• PROBLEM STATEMENT:
Every record that follows should be output exactly as it is given.

• AVAILABLE DATA:
PR #1806, opened 2024-07-17
Break up options classes in docs

jyu00:
### Summary

This PR breaks up the classes in `options` package into different sections, to make it easier to find:

image

The table for "Base primitive options" is small because the text is short. @Eric-Arellano or @beckykd, if you know to fix that please let me know.  

### Details and comments
Fixes #

### DIFF
--- a/qiskit_ibm_runtime/options/__init__.py
+++ b/qiskit_ibm_runtime/options/__init__.py
@@ -75,7 +75,7 @@ You can also pass dictionaries to each sub-category, for example::
 Classes
 =======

• SOLVED EXERCISE:
PR #1806, opened 2024-07-17
Break up options classes in docs

jyu00:
### Summary

This PR breaks up the classes in `options` package into different sections, to make it easier to find:

image

The table for "Base primitive options" is small because the text is short. @Eric-Arellano or @beckykd, if you know to fix that please let me know.  

### Details and comments
Fixes #

### DIFF
--- a/qiskit_ibm_runtime/options/__init__.py
+++ b/qiskit_ibm_runtime/options/__init__.py
@@ -75,7 +75,7 @@ You can also pass dictionaries to each sub-category, for example::
 Classes
 =======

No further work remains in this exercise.